在意识昏沉中一个轻轻柔柔的吻落在了我的嘴角,带着那人独有的甘冽青草香。
那一瞬间堆在我内心的泥土开始一层层地扒开挪出,先是迷迷糊糊的,然后越来越清晰的显露出前所未有的感情。我终于明白他有意无意的望向我的时,那双咖啡色的眸子里藏着的是比海还深的爱意。
这种感情开始渐渐蔓延时,我退缩犹豫了,喜欢上比自己小的男生这对我来说是绝对不应该的,更别说这个男生还是自己曾经的补课学生。可令我费解的是对于那天的那个模糊不清的吻,我的内心奇怪的没有任何排斥的情绪,甚至还有点小小的窃喜,在实在让我非常的不解。

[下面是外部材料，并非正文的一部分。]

PR #3682, opened 2023-12-06
clean up aev section

wlammen:
1. Rename hbnaevg -> naev2.  Reason: this theorem is for ¬ ∀𝑥 𝑥 = 𝑦 what aev2 is for ∀𝑥 𝑥 = 𝑦.
2. Drop an unnecessary dv condition from naev2 (former hbnaevg)
3. aev2ALT -> aev2.  Allows dropping hbaevg.
4. Drop hbaevg.  This theorem is an instance of aev2.  Its application saved just a single proof byte in another theorem.
5. Replacement of hbaevg is now the former aev2ALT
6. Delete outdated OLD theorems

### DIFF
--- a/changes-set.txt
+++ b/changes-set.txt
@@ -90,6 +90,8 @@ make a github issue.)
 
 DONE:
 Date      Old       New         Notes
+ 6-Dec-23 hbaevg                deleted
+ 6-Dec-23 hbnaevg   naev2       similarity to aev2
  4-Dec-23 syl5ss    sstrid      compare to sstri or sstrd
  3-Dec-23 syl5eqss  eqsstrid    compare to eqsstri or eqsstrd
  1-Dec-23 syl5eqssr eqsstrrid   compare to eqsstrri or eqsstrrd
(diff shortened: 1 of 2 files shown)


set.mm
```diff
@@ -16950,24 +16950,39 @@ variables and no wff metavariables (see ~ ax12wdemo for an example of
...
     $( Version of ~ hbae with a disjoint variable condition, requiring fewer
-       axioms.  Instance of ~ hbaevg and ~ aev2 .  (Contributed by Wolf Lammen,
+       axioms.  Instance of ~ aev2 .  (Contributed by Wolf Lammen,
        22-Mar-2021.) $)
     hbaev $p |- ( A. x x = y -> A. z A. x x = y ) $=
-      ( hbaevg ) ABCBAD $.
+      ( aev2 ) ABCBAAD $.
     $( $j usage 'hbaev' avoids 'ax-8' 'ax-9' 'ax-10' 'ax-11' 'ax-12'
        'ax-13'; $)
   $}
```
tirix, line 16988: What is the need to keep `hbaev`?

tirix: (same question for `hbnaev`)

tirix: Ok, I did not see that those have the `v.vs` hypothesis in the scope, while the `hb` theorems, not.

tirix (approved):

benjub (approved):

PR #3684, opened 2023-12-07
Prove swrdwlk

BTernaryTau:
revpfxsfxrev

> The reverse of a prefix of a word is equal to the same-length suffix of the reverse of that word.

从那天以后我一方面努力假装没有任何事发生的样子。另一方面我翻阅了学校图书馆里几乎所有的书,渴望能在浩瀚的书海中找到解决我疑问的答案。
没能找到任何答案的我开始有意的用各种方法的避开他,借着工作实习的理由,假期没有回到父母身边,可是喜欢这个东西往往不按常理的思路去琢磨。
当沈清悠背着一大包补药敲响我在外面的租房门时,我脑中那根名为理智的神经,“啪”的一声就断掉了。我只知道当我推开门时看到的是一个心里眼里都盛满了我的少年,那些应该不应该的问题都被我统统抛在了脑后。
耳边清晰的听到从心底深处跑出—— 在劫难逃这四个字。
后面父亲跟我说,我没有回家的那些时候,阿悠只要有时间就来我家陪他聊天,在从父亲口中得知我身体不适的消息后,他辗转镇上的多个医院,买了一大堆补药,并订了当天晚上最近的一班火车来到了这个对他来说完全陌生的城市。当我知道这件事以后,我脑子想的全是,一向内敛的他是如何努力着自己克服恐惧,在与家乡截然不同环境里红着脸不安的跟周围的人打听我的地址的样子。
时间飞逝,不久就到了他大学报到的日子,在听到他考取的学校是我隔壁的“京都大学”时,我早已预料到会是这个结果了。
那天晚上我陪他在他新学校的校区小道走着,昏暗的学校路灯下,我们的影子不断的被缩小,放大。
当他借着夜色悄悄伸出手握住我手时,我愣了下,接着没有任何犹豫的张开手回握住了他微凉的手心。
彼时,不需要任何言语,彼此间慌乱的心跳声就已表明了一切。
这一章反复改,改了五六个小时。